▶ Task requirements
Search the records for the string "opened" and return each line that has it.

▶ Exercise material
PR #99, opened 2015-10-06
Support CapabilityType in AddressBook & Contacts

danthorpe:
I want to unify AddressBook & Contacts functionality, so that framework consumers do not need to jump through `#available(iOS 9, *)` hoops. This is the functionality that I want. I'm going to keep it under an ~~"AddressBook"~~ "Contacts" name.

- [ ] Get Contacts
- [ ] Map Contacts
- [ ] Get Group
- [ ] Create Group
- [ ] Remove Group
- [ ] Add Contacts to Group
- [ ] Remove Contacts from Group

Merging the actual functionality into a `CapabilityType` will give us the authorization for free.


danthorpe:
Okay, so after trying to get this to work, it turns out that it's not really possible to provide a testable unified API coverage different OS frameworks across different platforms & platform versions.

The problem is this, lets say we want to define a capability: `Capability.Contacts` which, on iOS 9 would utilize the `Contacts.framework` but on iOS 8 would use `ABAddressBook.framework`, and we want to be able to unit test it as much as possible. This would require making the underlying type generic over the "registrar" or contact store. Think `CNContactStore` and `ABAddressBookRef` (or wrapper).

So, we might try this:

```swift
extension Capability {

    @available(iOS 9.0, OSX 10.11, watchOS 2.0, *)
    public typealias Contacts = _ContactsCapability<ContactsStore>

    @available(iOS, deprecated=9.0)
    public typealias Contacts = _ContactsCapability<AddressBookStore_iOS>
}
```

But this is not allowed by the Swift compiler - the compiler thinks there is a name clash here. Using `@available(iOS 9.0, unavailable)` is not valid. `unavailable` can only indicate that the declaration is not available on an entire platform, not restricted to the version of a platform.

Okay, so we've already failed at the first hurdle. If you wanted to add a constraint to an operation, you'd need something like this:

```swift
if #available(iOS 9.0, *) {
    op.addConstraint(Capability.Contacts())
}
else {
    op.addConstraint(Capability.AddressBook_iOS())
}
```

Now you might think it would be possible to define a function to return the correct capability.... but, no, because the generic type will be different.

This problem exists as you go further down the rabbit hole. It boils down to these restrictions...

### It's not possible to use `@available` for stored properties.

This means that it's not possible to define say one type `ContactStore` which internally will allocate a `CNContactStore` on iOS 9, and `ABAddressBookRef` on iOS 8. 

We have to define a common API in a protocol which is available across all platforms & platform versions, using `typealias` for everything. E.g.

```swift
public protocol ContactType {
    typealias Identifier
    typealias PropertyDescriptor
}

public protocol GroupType {
    typealias Identifier
}

public protocol ContactsStoreType: ContactsRegistrarType {
    typealias Contact: ContactType
    typealias Group: GroupType
}
```

This is okay, we can (probably) write wrappers around `CNContactStore` and its friends and `ABAddressBook` and its friends which conforms to this common API.

To actually use these types in operations, say, `CreateContactsGroupOperation` in a normal way, it would need to be defined like this....

```swift
class _CreateContactsGroupOperation<Store: ContactsStoreType>: _ContactsOperation<Store> { 
    // etc
}
```

But, this leads us back to the same issue as with the capability type. We would then need to define different typealias across platforms to set the store type. Which means that the call site would still need a bunch of `#available` mess.

So, at the moment, in this framework there is a set of (poorly tested) `AddressBook` operations for iOS 8. And there is a set of (tested as much as possible) `Contacts` operations for iOS 9. Framework consumers will need to likely need to define their own logic for working with both in the same codebase.

e.g.

```swift
enum SystemContact {
    case Contact(CNContact)
    case ABPerson(AddressBookPerson)
}
```

If anyone has any bright ideas on another approach - let me know!

PR #89, opened 2015-10-21
Support for tvOS

danthorpe:
With the new Apple TV, the support for tvOS would be great. :)


danthorpe:
Have updated the podspec for watchOS and tvOS this now works - although currently only on development. See the comment above - but pod linting passes with the latest Xcode and CocoaPods.

I have removed all contacts related stuff from the watchOS target and will restore it as part of #99.

PR #113, opened 2015-12-04
Suppress AddressBook related warnings when building against iOS 9.0

danthorpe:


danthorpe:
Output from Carthage now looks like...

```bash
*** Fetching Operations
*** Checking out Operations at "b3dc08476b137322839e668d9c43fbf051a7f901"
*** xcodebuild output can be found in /var/folders/6j/9k2drdbs1fv9fw5d6wng5yzh0000gn/T/carthage-xcodebuild.BZ5ckd.log
*** Building scheme "Operations-OSX" in Operations.xcodeproj
*** Building scheme "Operations-tvOS" in Operations.xcodeproj
*** Building scheme "Operations-watchOS" in Operations.xcodeproj
*** Building scheme "Operations-iOS" in Operations.xcodeproj
*** Building scheme "Operations-iOS-Extension" in Operations.xcodeproj
```

Partly the reason for this was also that the deployment target of the extension framework was set to 9.0 which is wrong, as we should still be supporting 8.0 - whoops!

PR #3906, opened 2025-01-09
Frontend: Fix headings

### LINKED ISSUE #3904: Need to align heading levels on all pages
previously, the Health Equity Tracker name/logo in the nav bar was the h1, some pages had an "invisible" h2 for screen reader only, etc. Now we have starting drifting towards each page's title as the h1 (like "What is health equity") which is more correct from an a11y perspective, but has made things inconsistent and results in a11y failings when heading levels are properly tiered. 

we need to:
- have 1 h1 per page, which is the title of that page
- if that title is invisible for some reason, have it as sr-only but still h1
- the nav bar name/logo shouldn't be a heading at all
- sections should be h3s
- sub sections of each sections should be h4
- etc

benhammondmusic:
# Description and Motivation

- fixes #3904 
- updates e2e tests as needed
- adds e2e test coverage for all tabs of methodology and policy hubs, including a11y checks
- fixes needed a11y issues on all pages

## Has this been tested? How?

updates e2e and passing

## Types of changes

(leave all that apply)

- Bug fix
- Refactor / chore


kccrtv (approved):
👍🏼

PR #3915, opened 2025-01-16
Kff dag

### LINKED ISSUE #3794: Backend: Update source DAG with fallback demo     KFFVaccination

JDemlow:
# Description and Motivation
closes #3794

## Has this been tested? How?

Using infra-test

Screenshot (146)

Screenshot 2025-01-17 at 11 24 49 AM
Screenshot 2025-01-17 at 11 26 00 AM

## Types of changes

(leave all that apply)

- Bug fix
- Refactor / chore


benhammondmusic (approved):
nice work updating the failing tests! I had to re-add the boolean component because somehow it got lost in your subsequent commits. But I attached screenshots from BQ and the buckets (you should also be able to go on and see those and verify) and it looks like it's working!

PR #3923, opened 2025-01-22
Migrate unknown map to d3

eriwarr:
# Description and Motivation

This PR converts the unknowns choropleth map from Vega to D3.

## Has this been tested? How?
- Ensured tooltips display correct information, remove on mouseout, and reset when switching maps.
- Verified map rendering with the gradient legend and "no data" indicator.

## Types of changes
- New content or feature
- Refactor / chore


benhammondmusic (commented):
- need to make the legend demarkations more sparse on smaller width views 
- 
Screenshot 2025-01-22 at 3 51 23 PM
the bottom half of the map is getting cropped; not sure if it’s due to the territory bubbles?

benhammondmusic (approved):
awesome work! I think once we've moved the final rate map over to d3, we can then pursue refactoring things to share functionality between all the cards. like there should probably be one unified tooltip style for all the cards, and the info inside each can change but the component can be shared. same for any legends, axis ticks, etc etc

PR #3933, opened 2025-01-28
Frontend: Fix Vaccine Provider

### LINKED ISSUE #3811: Frontend: Update provider with fallback demo VaccineProvider
- the provider should default to the geo-appropriate ALL table, then conditionally set to a specific demographic if possible
- the provider will need to append the requested demographic column to the ALL table, with each rows value set to `All`
- NOTE: ensure `race` vs `race_and_ethnicity` in table name; we should fix this app-wide to just rely on one so it's not confusing

benhammondmusic:
# Description and Motivation

- closes #3811 
- updates frontend to look for standard tables names done in previous backend vaccine PRs
- replaces older "nested if" block to derive correct json data file name with the new function that first looks for a specific demographic table, then looks for a fallback table if it can, and finally confirms the resulting table is a valid `DatasetId`
- adds missing e2e test coverage for covid vaccine views
- safelists a flaky URL from the CDC that was throwing a false error

## Has this been tested? How?

manually, and tests are updated and passing

## Types of changes

(leave all that apply)

- Refactor / chore

### DIFF
--- a/frontend/playwright-tests/externalUrls.spec.ts
+++ b/frontend/playwright-tests/externalUrls.spec.ts
@@ -33,6 +33,7 @@ const knownFlakyUrls = [
   'https://jamanetwork.com/channels/health-forum/fullarticle/2760153',
   urlMap.southernCenterForHumanRights,
   urlMap.randGunPolicy,
+  urlMap.cdcTrans
 ]
 
 test.describe.configure({ mode: 'parallel' })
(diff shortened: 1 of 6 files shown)


JDemlow (approved):
Looks great! I believe everything makes sense to me. I can see the TODO of removing “processed” that was satisfied, and the addition of “current” to age, race, sex. I believe I understand the changes for breakdowns, and of course the test changes. Thanks for letting me look it over!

▶ Exercise answer
PR #99, opened 2015-10-06
PR #89, opened 2015-10-21
PR #113, opened 2015-12-04
PR #3906, opened 2025-01-09
PR #3915, opened 2025-01-16
PR #3923, opened 2025-01-22
PR #3933, opened 2025-01-28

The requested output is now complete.